## Source data
PR #4876, opened 2025-01-20
fix infinite loading and lag caused by a bug in the invoiceninja docker compose file

PwnedC99:
## Changes
- add missing fields for invoice ninja config
- add redis for faster performacne

## Issues
- fix the stuck loading bug


peaklabs-dev:
Thank you for the PR.

PR #4881, opened 2025-01-21
Feature/appflowy deployment

### LINKED ISSUE #4458: [Enhancement]: AppFlowy Serice
### Request Type

New Service

### Description

I would like a Coolify Service for easily deploying AppFlowy.
I've tried myself, but can't figure out recreating the nginx config in coolify.
It might not even be neccessary, all I want is be able to easily deploy AppFlowy for our small team.

aybanda:
## Changes

- Added a Dockerfile for building the AppFlowy application.
- Updated `docker-compose.yml` to include the AppFlowy service.
- Created an Nginx configuration file for routing requests to the AppFlowy service. 

## Issues
- Fixes #4458


peaklabs-dev:
You have removed a vital compose file that is needed for Coolify. Also just adding the docker file will not work, as you need the source code.

PR #4884, opened 2025-01-21
feat: SSL for Postgres DB

zaaakher:
This is still WIP I'm trying to get the ball rolling. However, I'm still learning Laravel and Livewire (I'm quite the beginner) So any help is really appreciated. 

I started with the UI and added some conditions:
- User can't enable SSL if the db is not started
- User can't set a custom domain if SSL is not enabled
- Show the SSL mode selection only if SSL is enabled.

## Changes
- Adds a checkbox to enable SSL `database.enable_ssl`
- Adds a selection for SSL Mode `database.ssl_mode`
- Adds an input for the custom domain `database.custom_domain`

## Issues
- Based on https://github.com/coollabsio/coolify/discussions/3976

If someone can help direct me to the right part where the actual logic of enabling SSL for a public Postgres db that would be really helpful. I barely know what I'm doing here my apologies.

I have a feeling I've done a couple things wrong. If so, please point it out for me to fix.


zaaakher:
I've spend a good hour or so trying to disable the auto first-letter-capitalization that happens in the `<label>` (Only in `x-forms.select`) but to no avail :(

Screenshot 2025-01-21 at 1 07 54 PM

peaklabs-dev:
Thanks, I will be opening up the full integration PR very soon, currently in the kitchen cooking it 👨‍🍳.

zaaakher:
@peaklabs-dev Sweet! 

alt

Looking forward to finding out how to keep that label capitalized as "SSL" and not "Ssl" 🫡

peaklabs-dev:
@zaaakher PR is now open and the label has also been fixed, thanks for noticing.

## Task item
Would you transcribe every entry exactly, leaving nothing out?

## Output
PR #4876, opened 2025-01-20
fix infinite loading and lag caused by a bug in the invoiceninja docker compose file

PwnedC99:
## Changes
- add missing fields for invoice ninja config
- add redis for faster performacne

## Issues
- fix the stuck loading bug


peaklabs-dev:
Thank you for the PR.

PR #4881, opened 2025-01-21
Feature/appflowy deployment

### LINKED ISSUE #4458: [Enhancement]: AppFlowy Serice
### Request Type

New Service

### Description

I would like a Coolify Service for easily deploying AppFlowy.
I've tried myself, but can't figure out recreating the nginx config in coolify.
It might not even be neccessary, all I want is be able to easily deploy AppFlowy for our small team.

aybanda:
## Changes

- Added a Dockerfile for building the AppFlowy application.
- Updated `docker-compose.yml` to include the AppFlowy service.
- Created an Nginx configuration file for routing requests to the AppFlowy service. 

## Issues
- Fixes #4458


peaklabs-dev:
You have removed a vital compose file that is needed for Coolify. Also just adding the docker file will not work, as you need the source code.

PR #4884, opened 2025-01-21
feat: SSL for Postgres DB

zaaakher:
This is still WIP I'm trying to get the ball rolling. However, I'm still learning Laravel and Livewire (I'm quite the beginner) So any help is really appreciated. 

I started with the UI and added some conditions:
- User can't enable SSL if the db is not started
- User can't set a custom domain if SSL is not enabled
- Show the SSL mode selection only if SSL is enabled.

## Changes
- Adds a checkbox to enable SSL `database.enable_ssl`
- Adds a selection for SSL Mode `database.ssl_mode`
- Adds an input for the custom domain `database.custom_domain`

## Issues
- Based on https://github.com/coollabsio/coolify/discussions/3976

If someone can help direct me to the right part where the actual logic of enabling SSL for a public Postgres db that would be really helpful. I barely know what I'm doing here my apologies.

I have a feeling I've done a couple things wrong. If so, please point it out for me to fix.


zaaakher:
I've spend a good hour or so trying to disable the auto first-letter-capitalization that happens in the `<label>` (Only in `x-forms.select`) but to no avail :(

Screenshot 2025-01-21 at 1 07 54 PM

peaklabs-dev:
Thanks, I will be opening up the full integration PR very soon, currently in the kitchen cooking it 👨‍🍳.

zaaakher:
@peaklabs-dev Sweet! 

alt

Looking forward to finding out how to keep that label capitalized as "SSL" and not "Ssl" 🫡

peaklabs-dev:
@zaaakher PR is now open and the label has also been fixed, thanks for noticing.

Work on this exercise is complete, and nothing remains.